Die Turbulenzen an den Finanzmärkten und sich zuspitzende politische Konflikte könnten den Bemühungen um einen besseren Klimaschutz in diesem Jahr nach Ansicht des Weltwirtschaftsforums einen Dämpfer verpassen. Weil der Klimawandel auf den ersten Blick zu den weniger akuten Problemen gehöre, könnten Regierungen und Firmen veranlasst sein, dieses Thema vorerst zu verdrängen, heißt es.

HB LONDON/DAVOS. Davor warnt das Weltwirtschaftsforums (WEF) in seinem Bericht zu den weltweiten Risiken 2008. Dabei müssten die wichtigsten Entscheidungen im Kampf gegen den Klimawandel eigentlich in den kommenden fünf Jahren getroffen werden.

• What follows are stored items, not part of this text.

PR #4390, opened 2017-03-09
Ensure DragRotate stops when the window looses focus. Fixes #3389

### LINKED ISSUE #3389: Map remains in change camera mode (control key) after changing windows
**mapbox-gl-js version**: `v0.26.0`
- mac
- chrome 53.0.2785.143
### Steps to Trigger Behavior
1. Use the control key change the camera on the map
2. Quickly change windows with command + tab
3. Go back to chrome
4. Map remains in change camera mode even though the control key has been released
### Expected Behavior

The map would not be remain in change camera/pitch mode since the control key is not pressed.
### Actual Behavior

The map remains in change camera/pitch mode even though the control key is not pressed.

andrewharvey:
## Launch Checklist

The depends on #4389. Without it you might not observe this PR fixing the issue.

Ensure DragRotate stops when the window looses focus. Fixes #3389

I couldn't find any existing unit tests for DragRotate.

 - [ ] post benchmark scores

Manually tested on Linux with Chrome and Firefox (with #4389 applied).

### DIFF
--- a/src/ui/handler/drag_rotate.js
+++ b/src/ui/handler/drag_rotate.js
@@ -82,7 +82,7 @@ class DragRotateHandler {
 
         window.document.addEventListener('mousemove', this._onMove);
         window.document.addEventListener('mouseup', this._onUp);
-        /* Deactivate DragRotate when the window looses focus. Otherwise if a mouseup occurs when the window isn't in focus DragRotate will still be active even though the mouse is no longer pressed. */
+        /* Deactivate DragRotate when the window looses focus. Otherwise if a mouseup occurs when the window isn't in focus, DragRotate will still be active even though the mouse is no longer pressed. */
         window.addEventListener('blur', this._onUp);
 
         this._active = false;
--- a/src/ui/handler/drag_rotate.js
+++ b/src/ui/handler/drag_rotate.js
@@ -29,8 +29,7 @@ class DragRotateHandler {
         util.bindAll([
             '_onDown',
             '_onMove',
-            '_onUp',
-            '_onBlur'
+            '_onUp'
         ], this);
 
     }
@@ -83,7 +82,8 @@ class DragRotateHandler {
 
         window.document.addEventListener('mousemove', this._onMove);
         window.document.addEventListener('mouseup', this._onUp);
-        window.addEventListener('blur', this._onBlur);
+        /* Deactivate DragRotate when the window looses focus. Otherwise if a mouseup occurs when the window isn't in focus DragRotate will still be active even though the mouse is no longer pressed. */
+        window.addEventListener('blur', this._onUp);
 
         this._active = false;
         this._inertia = [[Date.now(), this._map.getBearing()]];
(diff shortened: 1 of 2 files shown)


src/ui/handler/drag_rotate.js
```diff
@@ -91,6 +93,14 @@ class DragRotateHandler {
         e.preventDefault();
     }
 
+    /**
+     * Deactivates DragRotate when the window looses focus. Otherwise the mouseup event is never fired and when the
+     * window comes back in focus DragRotate is still active even though the mouse isn't down.
+     */
+    _onBlur(e) {
+        this._onUp(e);
+    }
```
mourner: Since there's nothing else going on, can we just pass `this._onUp` instead of adding an identical method?

andrewharvey: Thanks for the tip. I've changed it. Note that you'll need to apply #4389 before this one.

andrewharvey:
This is incomplete, I need to apply the same logic to the `DragPanHandler`!

andrewharvey:
> This is incomplete, I need to apply the same logic to the DragPanHandler!

I've updated it to apply the same logic to DragPan to fix the same behaviour when dragging.

- [ ] BoxZoom has the same issue, but I think it's less of a problem as it leaves you in a state where you're finishing off the box zoom you started before changing tabs and it's clear that you need to click to finish it. However I'm not fussed either way if it remains this way or we apply the same logic to cancel the box zoom when the window looses focus. Thoughts?

- [ ] Same for TouchZoomRotate however I'm not sure if it would be an issue there as loosing focus while you're still interacting with the map is less common. If it does happen it might mean that if you went to DragPan it would still be stuck in TouchZoomRotate. Do you think I should just go ahead and apply the same logic to de-activate on window blur anyway? I don't have a desktop touch device to more easily test some of these scenarios though.

lucaswoj:
> BoxZoom has the same issue, but I think it's less of a problem as it leaves you in a state where you're finishing off the box zoom you started before changing tabs and it's clear that you need to click to finish it. However I'm not fussed either way if it remains this way or we apply the same logic to cancel the box zoom when the window looses focus. Thoughts?

> Same for TouchZoomRotate however I'm not sure if it would be an issue there as loosing focus while you're still interacting with the map is less common. If it does happen it might mean that if you went to DragPan it would still be stuck in TouchZoomRotate. Do you think I should just go ahead and apply the same logic to de-activate on window blur anyway? I don't have a desktop touch device to more easily test some of these scenarios though.

I see no harm in following up on these edge cases if/when they are reported. What's here is a huge improvement over what we have now! 🚢

lucaswoj:
I'm not able to repro the bug in master right now. Can you confirm that the bug is still present in `master` and verify that the repro steps in the bug report https://github.com/mapbox/mapbox-gl-js/pull/4389 still apply?

> 1. Use the control key change the camera on the map
> 2. Quickly change windows with command + tab
> 3. Go back to chrome
> 4. Map remains in change camera mode even though the control key has been released

andrewharvey:
> I see no harm in following up on these edge cases if/when they are reported. What's here is a huge improvement over what we have now!

Agreed.

> I'm not able to repro the bug in master right now. Can you confirm that the bug is still present in master and verify that the repro steps in the bug report #4389 still apply?

@lucaswoj I presume you mean #3389 (changing windows). I can't test that as it was reported on OSX. I presumed it was the same as changing tabs in Chrome which I can test, and this PR addresses, but maybe not.

lucaswoj:
I can sometimes repro changing tabs 👍 LGTM!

Der Bericht nennt als wichtigste Herausforderung - neben einer sicheren Versorgung der Menschen mit Lebensmitteln angesichts steigender Preise und der Bedeutung von Energie - die drohende Krise der Weltwirtschaft: So müsse die Gefahr einer Rezession in den USA ernstgenommen werden.

Die britische Wirtschaft wiederum sei verwundbar, weil sie zu sehr vom Finanzsektor abhänge. Zu den geopolitischen Risiken zählt dem WEF zufolge eine Zuspitzung der Atomkonflikte zwischen den USA und Nordkorea beziehungsweise dem Iran.

Generell wird erwartet, dass die Stimmung auf dem diesjährigen Weltwirtschaftsforum in Davos getrübt sein wird. Im Gegensatz zu 2007, als die Weltwirtschaft noch blühte, blicken die führenden Politiker und Manager nun auf eine monatelange Kreditkrise zurück und haben ein ungewisses neues Jahr vor sich.